# Review: 8Dio Silka Choir



## bfreepro

This was the most difficult review yet as there is a lot of content to dig through, and I initially was wowed by the arcs. However we gotta take a look at everything included and all the aspects of using this library. Can it hold it's own to justify a $598 price tag AND offer enough content besides the amazing arcs? Check out the full review to see the final score, full details and a demo/impression video!

https://www.bfreemusic.com/news/2018/10/22/review-silka-choir-by-8dio


Next Up: Orchestral Tools TIME Macro


----------



## michaelhung

I own 8dio insolidus and I do agree that when silka came out...it seemed like more of the same. The arcs are absolutely gorgeous and was what roped me into buying insolidus. Again they sound amazing and silka’s arcs from the walkthrough videos sounded spectacular. That being said, it didn’t seem to me that silka was different enough to justify having both insolidus and silka


----------



## Carlster

bfreepro said:


> This was the most difficult review yet as there is a lot of content to dig through, and I initially was wowed by the arcs. However we gotta take a look at everything included and all the aspects of using this library. Can it hold it's own to justify a $598 price tag AND offer enough content besides the amazing arcs? Check out the full review to see the final score, full details and a demo/impression video!
> 
> https://www.bfreemusic.com/news/2018/10/22/review-silka-choir-by-8dio
> 
> 
> Next Up: Orchestral Tools TIME Macro


One of the most honest reviews I’ve read in a long time. Thank you.


----------



## Ifness

Excellent, comprehensive review. Led me to read a couple other reviews of yours, which were equally well done. Thanks!


----------



## Robert_G

The review given is perfectly fair. You buy this library for the arcs. The other articulations have their uses but are limited. 

For $598 I would feel I overpaid. But i paid $278 at the current BF sale.....and the arcs alone are worth that price since there is not another lib out there that even comes close to replicating them.

I agree with the 7/10 rating but at $278 this gets a 9/10....providing you havent already got Insolidus. I feel good about this purchase, but to be perfectly honest, I went into this wanting the arcs first and foremost. If your focus isnt the arcs, i dont recommend buying it. 
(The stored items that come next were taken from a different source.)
PR #67, opened 2026-09-22
Fix /v1/messages success accounting

### LINKED ISSUE #51: /v1/messages fires no success logging event: the slot is never released and the tokens are never booked

Fledgewing:
Fixes #51.

### The bug

LiteLLM 1.101.0 only fires `async_log_success_event` / `async_log_failure_event` for the four classic chat/text call types (`completion`, `acompletion`, `text_completion`, `atext_completion`). For `/v1/messages` (Anthropic Messages API) LiteLLM routes the success through `async_post_call_success_hook` (buffered) or `async_post_call_streaming_iterator_hook` (streamed) instead, with the normal success logging event never firing on that path. So a request on `/v1/messages` reached Switchyard's pre-call hook but had **no** place to finish it: the slot stayed claimed until the staleness sweep and the tokens spent never reached the ledger.

Measured upstream by the reporter against a Claude Code tool loop: a 2-slot plan filled its seat, then refused its own follow-up call, with no real work in flight on that seat. Streaming is worse — a streamed reply also bypasses `async_post_call_success_hook`.

### The fix

**Allow-list (not deny-list):** every call type LiteLLM routes through *normal* success logging stays there; everything else — including `/v1/messages`, both buffered and streamed — finishes by hand from the post-call hook. A future LiteLLM call type that does not log fails *safe* (the post-call side finishes it) instead of leaking a slot. `call_type` is stamped on the routing context at claim time so the post-call side can tell which branch owns the release.

**Buffered /v1/messages:** `async_post_call_success_hook` calls `_finish_success` after stamping the served-deployment tag back onto the response body (existing behaviour). `_finish_success` is the new idempotent core: it stops the heartbeat, releases the slot, books the usage onto the plan ledger (Anthropic `input_tokens`/`output_tokens` *and* OpenAI `prompt_tokens`/`completion_tokens` accepted; `cache_read_input_tokens` + `cache_creation_input_tokens` fold into `prompt_tokens` so the OpenAI-shaped ledger sees the full input cost), notes throughput on the pacer, resets the served plan's transient-failure streak, and absorbs the provider's `x-ratelimit-*-remaining` headers. Same core for `_finish_failure` on the failure side.

**Streamed /v1/messages:** `async_post_call_streaming_iterator_hook` wraps the upstream iterator in `_stream_chunks`, which:
* parses every Anthropic SSE frame for usage (`message_start` carries the input/cache totals; successive `message_delta` frames carry the running output/cache totals — a later `message_delta` overwrites because it is the latest authoritative reading, not an addition, so a fragmented stream cannot inflate the total),
* tolerates bytes / str / dict / pydantic-shaped chunks (synthetic stream, agentic loop),
* never breaks the client stream — a malformed frame is logged and skipped.

The finalize (slot release + ledger + throughput + transient-failure reset + limit headers) is a **detached `asyncio.create_task`**, scheduled from both `try/except/else` arms of the iterator. Awaiting the finish inside the hook would block the FastAPI/Starlette `StreamingResponse` after the last `yield` and would be killed by `GeneratorExit` on a client hangup; the detached task survives both, so client cancellation mid-stream, upstream errors, and clean completion all release the slot exactly once. Reasoning-tag splitting still runs in the streaming hook (LiteLLM gives us only one place on the streamed path).

**Exactly-once protection:** on the rare LiteLLM build where `async_log_success_event` and `async_post_call_success_hook` both fire for the *same* request (litellm router-level retry / fallback can produce this on the buffered OpenAI routes), the second arrival sees the `ctx[_TERMINATED]` marker set by the first and short-circuits. The same marker guards `_finish_failure` for double-fire failures. Without the marker, the slot would be released twice and the ledger would book the request twice — exactly the double-accounting the task calls out.

### Why the symmetric gate for logged call types stays in `async_log_success_event`

LiteLLM *normally* fires `async_log_success_event` for `acompletion`, but a future LiteLLM version could start firing it for an `anthropic_messages` build too. The call_type gate at the top of `async_log_success_event` / `async_log_failure_event` keeps the post-call side as the single owner for those routes even on a future LiteLLM that fires both — no matter which path arrives first, the second is a no-op on the marker.

### Verification

* `for t in tests/test_*.py; do python3 "$t" >/dev/null || exit 1; done` — all suites pass.
* `python3 tests/render_preview.py` — passes (10 plans, 19 models, 6 lanes, 18 quota windows, 4 probes; portal HTML rendered).
* `tests/test_messages_hooks.py` — 20 cases covering: pre-call hook stamps `call_type`; buffered `/v1/messages` releases slot + books Anthropic-shaped and OpenAI-shaped usage; cache tokens fold into `prompt_tokens`; `response_cost` booked only on metered plans; streamed Anthropic usage extracted across `message_start` + `message_delta` (with the last-delta-wins property); chunk passthrough tolerates malformed SSE / comments; dict + pydantic chunk shapes; client disconnect mid-stream releases slot via detached task; upstream exception releases slot via detached task; `acompletion` not double-finished by the post-call hook; streamed `acompletion` slot stays claimed (owned by `async_log_success_event`); failure double-call short-circuits on the marker; `/v1/messages` failure releases via `post_call_failure_hook`; defensive: stray `async_log_success_event` on `anthropic_messages` is a no-op; `UNLOGGED_CALL_TYPES` constant contains the right entries; low-level SSE parser tolerates partial / empty / junk frames; picker returns to cap-1 after a messages finish; MiniMax-shaped HTTP 200 with `base_resp.status_code` failure is recorded as a failure (no usage booked); end-to-end pick → finish → pick-again.

### Deployment

No deployment performed. This branch is a worktree; the rebuild + redeploy from the main checkout (`scripts/apply.sh --build`) is up to the operator after merge.


switchyard/hooks.py
```diff
@@ -518,15 +643,179 @@ async def async_post_call_streaming_iterator_hook(
...
+        try:
+            async for chunk in response:
+                try:
+                    self._absorb_chunk_usage(chunk, collected)
+                except Exception:
+                    log.debug("stream usage parse skipped for one chunk",
+                              exc_info=True)
+                yield chunk
+        except BaseException:
+            self._schedule_stream_finalize(ctx, collected, request_data)
```
Fledgewing: **[blocker] Streamed error path can lose the failure record due to a race with the proxy's post_call_failure_hook**

`_stream_chunks` schedules the same detached `_finish_success` task from both the `try/except BaseException` and `else` arms (hooks.py:688-692 + `_schedule_stream_finalize` at 694). The PR description acknowledges that both arms must finalize (the streamed-error path needs the partial-usage bookkeeping) but does not address what happens when the proxy's `async_streaming_data_generator` (common_request_processing.py:3687-3696) ALSO fires `await proxy_logging_obj.post_call_failure_hook(...)` for the same exception — which is the documented LiteLLM behavior for upstream errors mid-stream.

The `_TERMINATED` marker is supposed to prevent double work, but it picks ONE winner based on order, and which one wins is not deterministic:

- LiteLLM's `post_call_failure_hook` (utils.py:2525) awaits `self.update_request_status(...)` BEFORE reaching the `_callback.async_post_call_failure_hook(...)` call at utils.py:2585. `update_request_status` itself awaits `internal_usage_cache.async_set_cache(...)` whenever `self.alerting is not None` (i.e. Slack alerting is configured — true on any production deployment that follows the documented Slack-alerting recipe).
- That first await yields control. The detached task scheduled at hooks.py:725 (`asyncio.create_task(_run())` was added to the ready queue in hooks.py:689/692, before the exception propagated up to `async_streaming_data_generator`) runs FIRST. `_finish_success` sets `ctx[_TERMINATED] = "success"` at hooks.py:475 BEFORE its own first await at hooks.py:479.
- When the proxy eventually gets to SwitchyardHandler's `async_post_call_failure_hook` (hooks.py:805) and calls `_finish_failure`, hooks.py:538 sees the marker already set to "success" and short-circuits.

Net effect for a streamed /v1/messages that errors AFTER at least one `message_start` or `message_delta` chunk:

1. `_finish_success` runs — usage is booked, transient-failure streak is **reset** (hooks.py:516), throughput is noted, limit headers are absorbed. All four are wrong on a failure.
2. `_finish_failure` is a no-op — no `ledger.record(plan, failed=True, …)` (hooks.py:549), no `_handle_failure` / verdict (hooks.py:837), no cooldowns applied.

I reproduced this against the PR's own wiring with FakeRedis and a single `await asyncio.sleep(0)` inserted between the streaming hook and the failure hook to model the `update_request_status` yield:

```
Final terminated marker: success
Has failures in ledger: False
```

With NO intermediate yield (alerting off), the marker comes out `"failure"` and the failure IS recorded — which is why the test suite, which doesn't go through LiteLLM's proxy and which never configures Slack alerting on the FakeRedis-backed `ProxyLogging`, passes cleanly. The bug is invisible from inside this repo's test harness and only surfaces when Slack alerting is configured on the live LiteLLM proxy.

A robust design either (a) does not call `_finish_success` from the error arm — let `post_call_failure_hook` carry the failure, and accept that partial usage on a hard mid-stream error is lost (it is bounded; the alternative below is worse); or (b) makes `_finish_success` and `_finish_failure` aware of each other so the success path on a streamed error does not reset the transient-failure streak and the failure path still books whatever usage was collected (pass `collected` from the streaming hook through `ctx` or a known key, and have `_finish_failure` consult it). The marker alone is not enough — the marker is a "first writer wins" race resolution, and the streamed-error path currently has two first-writers competing.

The test suite should also cover the streamed-error + post_call_failure_hook interaction (either by directly chaining them with an intervening yield, or by mocking the proxy's `post_call_failure_hook` to await before invoking the callback), so this regression cannot ship silently again.

Fledgewing:
Reviewed 1 finding: 1 blocker — see inline comment at https://github.com/Fledgewing/SwitchYard/pull/67#discussion_r4075326816 (commit c7d59bd). 

TL;DR: the streamed-error path has a race between the detached `_finish_success` task scheduled from `_stream_chunks`'s `except BaseException` arm and the proxy's own `post_call_failure_hook`. The `_TERMINATED` marker resolves the race as "first writer wins", and with any intermediate await between scheduling and `_finish_failure` (e.g., the `update_request_status` await that fires whenever Slack alerting is configured on the proxy), the detached task wins, sets the marker to `"success"`, books usage AND resets the transient-failure streak, then `_finish_failure` short-circuits and the failure is lost — no ledger failure row, no cooldown. The test suite passes because nothing in this repo's harness inserts that intermediate yield; I reproduced the race locally by inserting a single `await asyncio.sleep(0)` between the streaming hook and the failure hook.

All in all....very happy with Silka.


----------



## Utkarsh

What an amazing Review! (Just saw your YouTube Video of the same.) Ok... So... Another sale going on. Both Insolidus AND Silka are available for $198 (And with an added discount... effectively for "$170").
I have neither (I only have EW Choir and that's not... that great.)
What would you recommend now? Which one do I buy? Silka or Insolidus? 🤷‍♂️ ☹️


----------



## Robert_G

Utkarsh said:


> What an amazing Review! (Just saw your YouTube Video of the same.) Ok... So... Another sale going on. Both Insolidus AND Silka are available for $198 (And with an added discount... effectively for "$170").
> I have neither (I only have EW Choir and that's not... that great.)
> What would you recommend now? Which one do I buy? Silka or Insolidus? 🤷‍♂️ ☹



Wish it was that easy. I have only Silka. Silka has the 5 syl arcs which are unreal good, but it's missing the basic sustains which makes transitions challenging. 
I think if I could do it again, I'd buy Insolidus first even though there are no 5 syl arcs. The 4 syl are still very nice. Ideally you buy both.


----------



## Utkarsh

Thank you for such a fast reply 🙏🏼
looking at the sale price, (From 599 to 199), my 1st thought was let’s get both 😂
but I resisted. but Ive spent a little too much on the instruments during the lockdown already... 🙈
after reading your reply. It’s 55-45 in favour of Insolidus 
let’s wait for some more responses. 😌


----------



## Wunderhorn

I have Silka too and it is definitely beautiful at what it does. But it is too incomplete and therefore a supplemental library to something more flexible. Insolidus isn't much different in this. I suggest you save your money and save up for something more comprehensive like Dominus Pro. Buying choir libraries because they are on sale is a quick road to regret. Get what serves you best regardless of any sale. The workflows and features differ too much between libraries, you have to do the research and decide on features, workflows, walkthroughs, reviews alone.


----------



## Utkarsh

Wunderhorn said:


> I have Silka too and it is definitely beautiful at what it does. But it is too incomplete and therefore a supplemental library to something more flexible. Insolidus isn't much different in this. I suggest you save your money and save up for something more comprehensive like Dominus Pro. Buying choir libraries because they are on sale is a quick road to regret. Get what serves you best regardless of any sale. The workflows and features differ too much between libraries, you have to do the research and decide on features, workflows, walkthroughs, reviews alone.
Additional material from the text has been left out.